To do: Below are lines of data, and only some are wanted. Please repeat exactly those from the line that has "PR #4094, opened 2020-01-08" through the line that has "This is a breaking".

[Records from a data source]
=== Section Start ===

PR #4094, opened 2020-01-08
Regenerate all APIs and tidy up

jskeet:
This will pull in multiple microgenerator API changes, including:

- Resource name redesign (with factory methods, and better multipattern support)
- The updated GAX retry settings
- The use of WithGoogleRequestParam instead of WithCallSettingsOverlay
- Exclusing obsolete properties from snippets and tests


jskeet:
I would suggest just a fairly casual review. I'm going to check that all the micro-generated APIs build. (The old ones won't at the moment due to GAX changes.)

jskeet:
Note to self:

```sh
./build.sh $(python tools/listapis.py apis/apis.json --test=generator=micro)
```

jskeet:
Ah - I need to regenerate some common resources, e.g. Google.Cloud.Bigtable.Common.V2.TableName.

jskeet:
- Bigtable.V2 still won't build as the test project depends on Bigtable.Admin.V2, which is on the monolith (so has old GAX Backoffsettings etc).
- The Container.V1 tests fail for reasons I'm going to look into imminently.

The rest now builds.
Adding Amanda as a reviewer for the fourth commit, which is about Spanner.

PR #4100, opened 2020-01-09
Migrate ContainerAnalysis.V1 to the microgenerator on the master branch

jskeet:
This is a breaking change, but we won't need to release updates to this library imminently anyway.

=== Section End ===
=== Section Start ===

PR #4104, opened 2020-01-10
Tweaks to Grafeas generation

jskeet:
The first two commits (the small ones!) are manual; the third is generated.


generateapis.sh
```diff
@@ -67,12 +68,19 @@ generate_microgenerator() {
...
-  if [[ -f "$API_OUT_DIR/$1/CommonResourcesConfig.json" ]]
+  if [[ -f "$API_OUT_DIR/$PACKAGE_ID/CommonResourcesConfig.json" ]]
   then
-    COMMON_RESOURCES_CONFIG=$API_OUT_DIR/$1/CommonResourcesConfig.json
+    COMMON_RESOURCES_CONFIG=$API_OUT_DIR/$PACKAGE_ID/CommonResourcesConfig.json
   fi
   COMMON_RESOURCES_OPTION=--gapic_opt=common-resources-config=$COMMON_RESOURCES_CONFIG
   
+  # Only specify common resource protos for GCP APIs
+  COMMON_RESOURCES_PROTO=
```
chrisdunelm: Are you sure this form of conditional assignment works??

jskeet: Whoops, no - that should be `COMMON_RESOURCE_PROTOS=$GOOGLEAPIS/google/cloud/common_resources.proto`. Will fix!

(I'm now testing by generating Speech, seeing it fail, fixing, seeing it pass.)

=== Section End ===
=== Section Start ===

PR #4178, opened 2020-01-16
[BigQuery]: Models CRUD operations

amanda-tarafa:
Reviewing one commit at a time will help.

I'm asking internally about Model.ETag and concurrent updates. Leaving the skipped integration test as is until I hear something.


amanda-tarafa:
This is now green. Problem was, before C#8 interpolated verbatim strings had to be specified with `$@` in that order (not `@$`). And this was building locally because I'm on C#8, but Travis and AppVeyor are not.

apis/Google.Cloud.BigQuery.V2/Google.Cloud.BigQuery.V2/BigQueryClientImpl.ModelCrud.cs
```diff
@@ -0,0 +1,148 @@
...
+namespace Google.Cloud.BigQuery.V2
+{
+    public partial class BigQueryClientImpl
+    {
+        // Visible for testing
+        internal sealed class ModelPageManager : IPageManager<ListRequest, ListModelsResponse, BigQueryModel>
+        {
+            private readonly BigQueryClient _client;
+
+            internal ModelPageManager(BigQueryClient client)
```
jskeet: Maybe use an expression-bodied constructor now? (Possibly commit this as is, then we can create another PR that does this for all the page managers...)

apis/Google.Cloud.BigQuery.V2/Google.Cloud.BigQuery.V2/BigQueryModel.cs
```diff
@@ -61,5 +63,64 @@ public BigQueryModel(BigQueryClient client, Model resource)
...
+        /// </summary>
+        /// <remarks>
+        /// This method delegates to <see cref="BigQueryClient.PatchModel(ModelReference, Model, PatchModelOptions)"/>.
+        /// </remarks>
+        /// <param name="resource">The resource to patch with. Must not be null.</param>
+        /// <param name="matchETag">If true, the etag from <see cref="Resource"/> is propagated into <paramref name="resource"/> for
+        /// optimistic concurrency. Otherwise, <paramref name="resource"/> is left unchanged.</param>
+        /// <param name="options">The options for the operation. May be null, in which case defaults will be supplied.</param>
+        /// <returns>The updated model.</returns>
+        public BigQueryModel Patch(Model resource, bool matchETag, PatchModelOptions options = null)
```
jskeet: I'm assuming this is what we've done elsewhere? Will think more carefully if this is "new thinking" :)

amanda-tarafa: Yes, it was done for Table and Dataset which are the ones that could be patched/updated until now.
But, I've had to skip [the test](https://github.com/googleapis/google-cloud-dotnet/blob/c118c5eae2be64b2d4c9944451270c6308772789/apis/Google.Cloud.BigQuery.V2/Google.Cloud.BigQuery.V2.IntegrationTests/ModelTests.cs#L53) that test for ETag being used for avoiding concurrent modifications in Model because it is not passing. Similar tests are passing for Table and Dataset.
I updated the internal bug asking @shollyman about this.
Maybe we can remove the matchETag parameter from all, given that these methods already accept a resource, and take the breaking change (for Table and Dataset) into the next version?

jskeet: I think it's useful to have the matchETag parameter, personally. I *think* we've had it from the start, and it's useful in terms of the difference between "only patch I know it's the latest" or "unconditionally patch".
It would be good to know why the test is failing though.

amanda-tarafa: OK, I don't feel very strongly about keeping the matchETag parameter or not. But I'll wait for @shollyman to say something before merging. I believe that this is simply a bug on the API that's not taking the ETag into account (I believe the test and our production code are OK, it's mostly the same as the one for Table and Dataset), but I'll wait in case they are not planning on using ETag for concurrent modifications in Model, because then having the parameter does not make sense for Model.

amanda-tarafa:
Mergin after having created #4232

=== Section End ===

Solution:
PR #4094, opened 2020-01-08
Regenerate all APIs and tidy up

jskeet:
This will pull in multiple microgenerator API changes, including:

- Resource name redesign (with factory methods, and better multipattern support)
- The updated GAX retry settings
- The use of WithGoogleRequestParam instead of WithCallSettingsOverlay
- Exclusing obsolete properties from snippets and tests


jskeet:
I would suggest just a fairly casual review. I'm going to check that all the micro-generated APIs build. (The old ones won't at the moment due to GAX changes.)

jskeet:
Note to self:

```sh
./build.sh $(python tools/listapis.py apis/apis.json --test=generator=micro)
```

jskeet:
Ah - I need to regenerate some common resources, e.g. Google.Cloud.Bigtable.Common.V2.TableName.

jskeet:
- Bigtable.V2 still won't build as the test project depends on Bigtable.Admin.V2, which is on the monolith (so has old GAX Backoffsettings etc).
- The Container.V1 tests fail for reasons I'm going to look into imminently.

The rest now builds.
Adding Amanda as a reviewer for the fourth commit, which is about Spanner.

PR #4100, opened 2020-01-09
Migrate ContainerAnalysis.V1 to the microgenerator on the master branch

jskeet:
This is a breaking change, but we won't need to release updates to this library imminently anyway.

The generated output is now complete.